The Committee hopes that the Government, in full consultation with the social partners, will take the necessary measures to bring Act No. 6289 into full conformity with the Convention.
Supervision of organizations’ accounts (Associations Act No. 5253). The Committee had previously observed that section 35 of the Associations Act of 4 November 2004 provides that certain specific sections of this Act apply to trade unions, employers’ organizations, as well as federations and confederations, if there are no specific provisions in special laws concerning these organizations. In this respect, section 19 enables the Minister of Internal Affairs or the civil administration authority to examine the books and other documents of an organization, conduct an investigation and demand information at any time, with 24-hours’ notice. The Committee notes the Government’s indication that no trade union has been audited and that financial reports, within the context of Act No. 2821, are submitted to the Ministry of Interior by trade unions. However, the Committee recalls once again that the supervision of accounts should be limited to the obligation of submitting periodic financial reports or to cases where serious grounds exist for believing that the actions of an organization are contrary to its rules or the law (which should be in conformity with the Convention), or if there is a need to investigate a complaint by a certain percentage of the members of the employers’ or workers’ organizations; both the substance and the procedure of such verifications should be subject to review by the competent judicial authority affording every guarantee of impartiality and objectivity (see General Survey of 1994 on freedom of association and collective bargaining, paragraph 125). The Committee once again requests the Government to indicate in its next report the measures taken or contemplated to amend sections 19 and 35 of Act No. 5253 of 2004 so as to exclude workers’ and employers’ organizations from the scope of application of these provisions or ensure that verification of trade union accounts beyond the submission of periodic financial reports takes place only where there are serious grounds for believing that the actions of an organization are contrary to its rules or the law (which should be in conformity with the Convention) or in order to investigate a complaint by a certain percentage of members.

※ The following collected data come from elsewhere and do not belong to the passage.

PR #1461, opened 2020-11-10
ICU-21385 Fix assertion when setKeywordValue w/ long value.

FrankYFTang:
##### Checklist

- [X] Issue filed: https://unicode-org.atlassian.net/browse/ICU-21385
- [x] Issue accepted
- [x] Tests included

### DIFF
--- a/icu4c/source/common/locid.cpp
+++ b/icu4c/source/common/locid.cpp
@@ -2457,9 +2457,13 @@ Locale::setKeywordValue(const char* keywordName, const char* keywordValue, UErro
     if (U_FAILURE(status)) {
         return;
     }
+    if (status == U_STRING_NOT_TERMINATED_WARNING) {
+        status = U_ZERO_ERROR;
+    }
     int32_t bufferLength = uprv_max((int32_t)(uprv_strlen(fullName) + 1), ULOC_FULLNAME_CAPACITY);
     int32_t newLength = uloc_setKeywordValue(keywordName, keywordValue, fullName,
                                              bufferLength, &status) + 1;
+    U_ASSERT(status != U_STRING_NOT_TERMINATED_WARNING);
     /* Handle the case the current buffer is not enough to hold the new id */
     if (status == U_BUFFER_OVERFLOW_ERROR) {
         U_ASSERT(newLength > bufferLength);
@@ -2476,6 +2480,7 @@ Locale::setKeywordValue(const char* keywordName, const char* keywordValue, UErro
         fullName = newFullName;
         status = U_ZERO_ERROR;
         uloc_setKeywordValue(keywordName, keywordValue, fullName, newLength, &status);
+        U_ASSERT(status != U_STRING_NOT_TERMINATED_WARNING);
     } else {
         U_ASSERT(newLength <= bufferLength);
     }
--- a/icu4c/source/common/uloc.cpp
+++ b/icu4c/source/common/uloc.cpp
@@ -877,6 +877,9 @@ uloc_setKeywordValue(const char* keywordName,
     if(U_FAILURE(*status)) {
         return -1;
     }
+    if (*status == U_STRING_NOT_TERMINATED_WARNING) {
+        *status = U_ZERO_ERROR;
+    }
     if (keywordName == NULL || keywordName[0] == 0 || bufferCapacity <= 1) {
         *status = U_ILLEGAL_ARGUMENT_ERROR;
         return 0;
@@ -914,6 +917,7 @@ uloc_setKeywordValue(const char* keywordName,
     startSearchHere = (char*)locale_getKeywordsStart(buffer);
     if(startSearchHere == NULL || (startSearchHere[1]==0)) {
         if(keywordValueLen == 0) { /* no keywords = nothing to remove */
+            U_ASSERT(*status != U_STRING_NOT_TERMINATED_WARNING);
             return bufLen;
         }
 
@@ -933,6 +937,7 @@ uloc_setKeywordValue(const char* keywordName,
         startSearchHere += keywordNameLen;
         *startSearchHere++ = '=';
         uprv_strcpy(startSearchHere, keywordValueBuffer);
+        U_ASSERT(*status != U_STRING_NOT_TERMINATED_WARNING);
         return needLen;
     } /* end shortcut - no @ */
 
@@ -1047,13 +1052,27 @@ uloc_setKeywordValue(const char* keywordName,
     if (!handledInputKeyAndValue || U_FAILURE(*status)) {
         /* if input key/value specified removal of a keyword not present in locale, or
          * there was an error in CharString.append, leave original locale alone. */
+        U_ASSERT(*status != U_STRING_NOT_TERMINATED_WARNING);
         return bufLen;
     }
 
     // needLen = length of the part before '@'
     needLen = (int32_t)(startSearchHere - buffer);
-    return needLen + updatedKeysAndValues.extract(
+    // Check to see can we fit the startSearchHere, if not, return
+    // U_BUFFER_OVERFLOW_ERROR without copy updatedKeysAndValues into it.
+    // We do this because this API function does not behave like most others:
+    // It promises never to set a U_STRING_NOT_TERMINATED_WARNING.
+    // When the contents fits but without the terminating NUL, in this case we need to not change
+    // the buffer contents and return with a buffer overflow error.
+    int32_t appendLength = updatedKeysAndValues.length();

The Committee recalls that for a number of years it had been commenting on several provisions of Act No. 2821 on trade unions and Act No. 2822 on collective labour agreements, strikes and lockouts. The Committee has been informed that the Collective Labour Relations Act, amending Act No. 2821 and Act No. 2822, has been adopted by the Parliament on 18 October 2012. The Committee notes in this regard the communication of the Confederation of Progressive Trade Unions of Turkey (DISK) of 30 October 2012 alleging that the new law brings no substantial change in promoting trade union rights and freedoms and even contains some arrangements which will exacerbate existing problems (for example, the double criteria requirement for gaining authorization to engage in collective bargaining has not been removed). The Committee requests the Government to provide a copy of this Act as well as to provide its observations with regard to the allegations of the DISK.
The Committee urges the Government to engage in ongoing assistance with the ILO in order to ensure the rapid adoption of the necessary amendments to Acts Nos 5253 and 6289 and expresses the hope that these amendments will take fully into account its comments above.